Within these records, how many lines hold "norm"? Give the number alone.

======== EXTRACTED MATERIAL

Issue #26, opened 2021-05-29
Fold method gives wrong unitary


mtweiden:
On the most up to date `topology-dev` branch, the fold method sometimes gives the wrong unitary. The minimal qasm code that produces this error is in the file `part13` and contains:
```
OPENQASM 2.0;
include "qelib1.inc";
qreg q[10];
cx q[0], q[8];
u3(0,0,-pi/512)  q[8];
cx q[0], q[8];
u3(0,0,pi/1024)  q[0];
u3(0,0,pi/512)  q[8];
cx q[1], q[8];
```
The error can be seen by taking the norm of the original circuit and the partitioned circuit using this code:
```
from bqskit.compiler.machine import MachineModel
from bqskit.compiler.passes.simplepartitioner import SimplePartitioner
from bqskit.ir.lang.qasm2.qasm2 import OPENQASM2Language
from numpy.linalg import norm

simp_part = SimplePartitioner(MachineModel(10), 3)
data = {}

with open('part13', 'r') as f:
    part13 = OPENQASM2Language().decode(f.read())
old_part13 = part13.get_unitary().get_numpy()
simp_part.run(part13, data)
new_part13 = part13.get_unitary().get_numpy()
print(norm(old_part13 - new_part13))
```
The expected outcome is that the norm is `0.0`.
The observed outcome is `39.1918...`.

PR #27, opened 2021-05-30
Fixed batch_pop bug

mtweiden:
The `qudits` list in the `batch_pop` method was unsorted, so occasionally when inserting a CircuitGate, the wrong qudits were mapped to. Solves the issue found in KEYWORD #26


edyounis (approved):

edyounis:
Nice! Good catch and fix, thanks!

================
======== EXTRACTED MATERIAL

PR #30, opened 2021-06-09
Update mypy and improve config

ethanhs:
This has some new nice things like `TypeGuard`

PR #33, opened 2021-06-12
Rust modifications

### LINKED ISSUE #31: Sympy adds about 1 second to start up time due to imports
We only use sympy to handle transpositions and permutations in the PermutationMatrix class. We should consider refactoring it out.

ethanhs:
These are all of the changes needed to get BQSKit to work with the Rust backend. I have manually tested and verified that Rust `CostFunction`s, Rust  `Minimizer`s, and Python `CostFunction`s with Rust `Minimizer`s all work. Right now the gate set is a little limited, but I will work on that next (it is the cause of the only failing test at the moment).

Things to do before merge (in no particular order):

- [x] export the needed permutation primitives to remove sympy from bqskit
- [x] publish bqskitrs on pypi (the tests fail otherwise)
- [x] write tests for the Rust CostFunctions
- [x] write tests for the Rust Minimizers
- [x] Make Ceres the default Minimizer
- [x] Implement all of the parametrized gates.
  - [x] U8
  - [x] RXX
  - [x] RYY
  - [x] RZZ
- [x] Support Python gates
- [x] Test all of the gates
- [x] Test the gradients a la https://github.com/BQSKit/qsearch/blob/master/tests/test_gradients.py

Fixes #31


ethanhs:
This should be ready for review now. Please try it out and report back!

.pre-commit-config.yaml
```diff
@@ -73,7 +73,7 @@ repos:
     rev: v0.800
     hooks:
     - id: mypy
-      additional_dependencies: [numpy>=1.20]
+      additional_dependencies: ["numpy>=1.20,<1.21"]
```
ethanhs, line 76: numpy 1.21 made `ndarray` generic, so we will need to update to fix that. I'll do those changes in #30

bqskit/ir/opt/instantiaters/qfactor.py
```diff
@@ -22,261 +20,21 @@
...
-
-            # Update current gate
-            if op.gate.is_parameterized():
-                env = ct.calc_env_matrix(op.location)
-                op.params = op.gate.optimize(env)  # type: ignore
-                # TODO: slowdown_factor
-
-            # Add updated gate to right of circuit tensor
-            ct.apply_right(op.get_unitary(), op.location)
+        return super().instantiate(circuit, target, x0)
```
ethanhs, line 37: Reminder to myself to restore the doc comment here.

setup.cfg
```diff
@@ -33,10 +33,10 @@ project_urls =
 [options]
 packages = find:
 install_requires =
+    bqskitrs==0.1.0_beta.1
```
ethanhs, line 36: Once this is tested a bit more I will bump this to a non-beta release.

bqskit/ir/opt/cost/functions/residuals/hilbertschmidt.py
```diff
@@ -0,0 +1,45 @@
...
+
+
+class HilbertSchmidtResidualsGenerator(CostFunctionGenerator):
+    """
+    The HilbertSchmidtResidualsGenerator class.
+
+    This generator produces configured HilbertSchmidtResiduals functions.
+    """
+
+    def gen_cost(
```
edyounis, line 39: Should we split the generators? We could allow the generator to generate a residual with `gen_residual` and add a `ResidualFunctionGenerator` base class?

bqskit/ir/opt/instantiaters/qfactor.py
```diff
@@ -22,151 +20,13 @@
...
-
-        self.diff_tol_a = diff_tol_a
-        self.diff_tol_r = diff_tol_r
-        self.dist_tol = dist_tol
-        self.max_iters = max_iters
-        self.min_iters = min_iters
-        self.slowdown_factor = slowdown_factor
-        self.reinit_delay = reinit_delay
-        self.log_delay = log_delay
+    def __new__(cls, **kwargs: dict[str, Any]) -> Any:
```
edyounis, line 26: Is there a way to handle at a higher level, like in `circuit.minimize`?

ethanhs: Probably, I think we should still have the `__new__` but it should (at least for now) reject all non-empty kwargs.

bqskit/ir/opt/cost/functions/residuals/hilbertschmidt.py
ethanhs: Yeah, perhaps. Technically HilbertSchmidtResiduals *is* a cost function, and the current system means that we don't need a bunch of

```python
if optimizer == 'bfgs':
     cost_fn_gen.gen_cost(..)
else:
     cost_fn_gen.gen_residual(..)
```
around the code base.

================

- **EXERCISE ANSWER**:
4